In his chapter 27 essay, "That God is not the Form of a Body," Aquinas asserts that since he has already proved God is not the "being of all," it will be easy to prove God can't have the form of a body. This essay is less esoteric, as Aquinas' essays go. But he is never satisfied explaining his thought one way - he is always re-defining, re-stating, and using previous assertions as "proof" he is right. But in Chapter 27, he states (paraphrased) that since there is only one divine being, and that is "God," it is therefore "impossible" for God to be anything other than what he is, a divine being. "...God is being itself. Therefore God is not the form of a body" (Aquinas 137).

On pages 186-191, Chapter 40 ("The Book of Blessed Dionysius Concerning the Divine Names") Aquinas delves into the mystical (anagogical) sense of Christianity. Aquinas poses the question as to how humans can know God, and as usual, answers his own question with more questions and numerous possible answers. He covers all his bases by saying that God is known through "knowledge" and through "ignorance." And he goes on, humans can only know God through "negation" and "transcendence." God can be known ("apprehended") by "intuition, reason, understanding, touch, sense, opinion, imagination, name, and so on..."

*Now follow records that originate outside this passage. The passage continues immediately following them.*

PR #409, opened 2023-08-07
Allow the legend tool to be right justified on the screen

jtroberts:
## Purpose
- Mission has requested that the floating legend be moved to the right side of the screen to maximum screen space.
## Proposed Changes
- Added custom option to allow legend tool to be right justified on the screen
## Testing
- Added configuration option to legend tool and legend is moved to the right
- Removed configuration option to make sure tool still works as before without it

### DIFF
--- a/docs/pages/Tools/Legend/Legend.md
+++ b/docs/pages/Tools/Legend/Legend.md
@@ -9,11 +9,15 @@ parent: Tools
 
 A layer can be configured with a legend by pointing its Legend field to a .csv file or by including a JSON `legend` array into the layer's Raw Variables. The Legend Tool renders symbologies and gradient scales for any properly configured on layer.
 
-On the Configure page, under Tools, you can specify if the expanded legend should automatically be displayed on start:
+On the Configure page, under Tools, you can specify additional options:
+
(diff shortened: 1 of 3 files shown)


tariqksoliman (approved):
Nice! 
A couple of things:
- Include an example Raw Variables in "descriptionFull" in `src/essence/Tools/Legend/config.json`
   - See other tool config.jsons for examples. This makes it so that in the Tools tab of the /configure page, you can click on the tool's info icon and see it as an example
- Not as critical either but the right hand side of the screen is a bit tricky: The map Zoom In and Out are option (see /configure look tab). And when Zoom In and Out are enabled, the right side Legend covers the websockets refresh/reload page icon. It's a bit trickier still because the existing right-side icons are often fixed to the panel (map, viewer, globe) and not the screen. Again it's minor, so feel free to merge. Likely all the right-side icons need to be drawn more intelligently.

jtroberts:
Added the example in descriptionFull. I'm going to leave the right hand side icon updates for another day. I'm not familiar with how to enable the websockets icon and it does get tricky with the globe and viewer on.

But on the other hand He cannot be "grasped" by "intuition" - nor can God be "uttered or named." So, what is Aquinas really saying? Are his thoughts put into words to confuse and puzzle readers, much as the concept of an all-powerful divine spirit puzzles believers as well as non-believers? "He is all things in all, and nothing in any, and is known in all, and is not known from any to any man." The link to knowing God, is through "...a union that transcends the mind," writes Aquinas on page 187. What does this mean? It means that Aquinas, in this passage, is using the philosophical genius of Dionysius to justify his contention that God can really only be known as One who is "above all" and even above "all that we can comprehend."

When Aquinas discusses "Moral Virtues" - and how they are distinguished from one another - he seems to have been preparing the way for the Reformation. On pages 583-585 of Introduction to St. Thomas Aquinas he digs into the question of how many moral virtues there are. Is there only one? Are practical moral obligations different from obligations about passions, and which ones apply to passion? To the assertion that there is but one moral virtue (prudence), Aquinas responds: since "reason holds the place of commander and mover...so...it follows that moral virtues are of various species and not one only."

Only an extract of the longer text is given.